====== AVAILABLE DATA ======

PR #1083, opened 2024-08-21
Implemented entity FallingBlockMock

4everTheOne:
# Description
Implemented mocks for [Falling Block](https://jd.papermc.io/paper/1.21.1/org/bukkit/entity/FallingBlock.html).

# Checklist

# Relates

### DIFF
--- a/src/main/java/be/seeseemelk/mockbukkit/entity/FallingBlockMock.java
+++ b/src/main/java/be/seeseemelk/mockbukkit/entity/FallingBlockMock.java
@@ -1,0 +1,152 @@
+package be.seeseemelk.mockbukkit.entity;
+
+import be.seeseemelk.mockbukkit.ServerMock;
+import be.seeseemelk.mockbukkit.block.state.BlockStateMock;
+import com.google.common.base.Preconditions;
+import org.bukkit.Material;
+import org.bukkit.block.BlockState;
+import org.bukkit.block.data.BlockData;
+import org.bukkit.entity.FallingBlock;
+import org.jetbrains.annotations.NotNull;
+
+import java.util.UUID;
+
+public class FallingBlockMock extends EntityMock implements FallingBlock
+{
+
+	private final BlockState blockState = new BlockStateMock(Material.SAND);
+
+	private boolean dropItem = true;
+	private boolean canHurtEntities;
+	private boolean autoExpire;
+	private boolean cancelDrop;
+
+	private float damagePerBlock;
+	private int maximumDamage;
+
+	/**
+	 * Constructs a new {@link FallingBlock} on the provided {@link ServerMock} with a specified {@link UUID}.
+	 *
+	 * @param server The server to create the entity on.
+	 * @param uuid   The UUID of the entity.
+	 */
+	public FallingBlockMock(@NotNull ServerMock server, @NotNull UUID uuid)
+	{
+		super(server, uuid);
+	}
+
+	@Override
+	public @NotNull Material getMaterial()
+	{
+		return getBlockData().getMaterial();
+	}
+
+	@Override
+	public @NotNull BlockData getBlockData()
+	{
+		return getBlockState().getBlockData();
+	}
+
+	@Override
+	public void setBlockData(@NotNull BlockData blockData)
+	{
+		Preconditions.checkArgument(blockData != null, "blockData");
+		getBlockState().setBlockData(blockData);
+	}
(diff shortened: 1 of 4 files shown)


thelooter:
Is there a reason this doesn't contain World spawning logic?

4everTheOne:
> Is there a reason this doesn't contain World spawning logic?

I forgot to add that before opening the PR. That was the reason for converting it into a draft.
Now it's ready for review :)

src/main/java/be/seeseemelk/mockbukkit/entity/FallingBlockMock.java
```diff
@@ -0,0 +1,164 @@
...
+	public @NotNull BlockData getBlockData()
+	{
+		return getBlockState().getBlockData();
+	}
+
+	@Override
+	public void setBlockData(@NotNull BlockData blockData)
+	{
+		Preconditions.checkArgument(blockData != null, "blockData");
+		getBlockState().setBlockData(blockData);
```
Thorinwasher: Here's a scenario that would cause weird behavior with this implementation:
- The blockstate is an instance of BarrelMock
- You set the blockdata to, for say to something that is not a BarrelMock related material

After doing this, the blockstate would still be an BarrelMock, and it would now have the wrong type of block data.

~~From looking at the paper implementation, it looks like they are storing the mojang equavelent of BlockData in the falling block.~~

src/main/java/be/seeseemelk/mockbukkit/entity/FallingBlockMock.java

======

■ WHAT YOU WILL DO
Reproduce every line above, keeping each word exactly as it appears.

■ ANSWER SECTION
PR #1083, opened 2024-08-21
Implemented entity FallingBlockMock

4everTheOne:
# Description
Implemented mocks for [Falling Block](https://jd.papermc.io/paper/1.21.1/org/bukkit/entity/FallingBlock.html).

# Checklist

# Relates

### DIFF
--- a/src/main/java/be/seeseemelk/mockbukkit/entity/FallingBlockMock.java
+++ b/src/main/java/be/seeseemelk/mockbukkit/entity/FallingBlockMock.java
@@ -1,0 +1,152 @@
+package be.seeseemelk.mockbukkit.entity;
+
+import be.seeseemelk.mockbukkit.ServerMock;
+import be.seeseemelk.mockbukkit.block.state.BlockStateMock;
+import com.google.common.base.Preconditions;
+import org.bukkit.Material;
+import org.bukkit.block.BlockState;
+import org.bukkit.block.data.BlockData;
+import org.bukkit.entity.FallingBlock;
+import org.jetbrains.annotations.NotNull;
+
+import java.util.UUID;
+
+public class FallingBlockMock extends EntityMock implements FallingBlock
+{
+
+	private final BlockState blockState = new BlockStateMock(Material.SAND);
+
+	private boolean dropItem = true;
+	private boolean canHurtEntities;
+	private boolean autoExpire;
+	private boolean cancelDrop;
+
+	private float damagePerBlock;
+	private int maximumDamage;
+
+	/**
+	 * Constructs a new {@link FallingBlock} on the provided {@link ServerMock} with a specified {@link UUID}.
+	 *
+	 * @param server The server to create the entity on.
+	 * @param uuid   The UUID of the entity.
+	 */
+	public FallingBlockMock(@NotNull ServerMock server, @NotNull UUID uuid)
+	{
+		super(server, uuid);
+	}
+
+	@Override
+	public @NotNull Material getMaterial()
+	{
+		return getBlockData().getMaterial();
+	}
+
+	@Override
+	public @NotNull BlockData getBlockData()
+	{
+		return getBlockState().getBlockData();
+	}
+
+	@Override
+	public void setBlockData(@NotNull BlockData blockData)
+	{
+		Preconditions.checkArgument(blockData != null, "blockData");
+		getBlockState().setBlockData(blockData);
+	}
(diff shortened: 1 of 4 files shown)


thelooter:
Is there a reason this doesn't contain World spawning logic?

4everTheOne:
> Is there a reason this doesn't contain World spawning logic?

I forgot to add that before opening the PR. That was the reason for converting it into a draft.
Now it's ready for review :)

src/main/java/be/seeseemelk/mockbukkit/entity/FallingBlockMock.java
```diff
@@ -0,0 +1,164 @@
...
+	public @NotNull BlockData getBlockData()
+	{
+		return getBlockState().getBlockData();
+	}
+
+	@Override
+	public void setBlockData(@NotNull BlockData blockData)
+	{
+		Preconditions.checkArgument(blockData != null, "blockData");
+		getBlockState().setBlockData(blockData);
```
Thorinwasher: Here's a scenario that would cause weird behavior with this implementation:
- The blockstate is an instance of BarrelMock
- You set the blockdata to, for say to something that is not a BarrelMock related material

After doing this, the blockstate would still be an BarrelMock, and it would now have the wrong type of block data.

~~From looking at the paper implementation, it looks like they are storing the mojang equavelent of BlockData in the falling block.~~

src/main/java/be/seeseemelk/mockbukkit/entity/FallingBlockMock.java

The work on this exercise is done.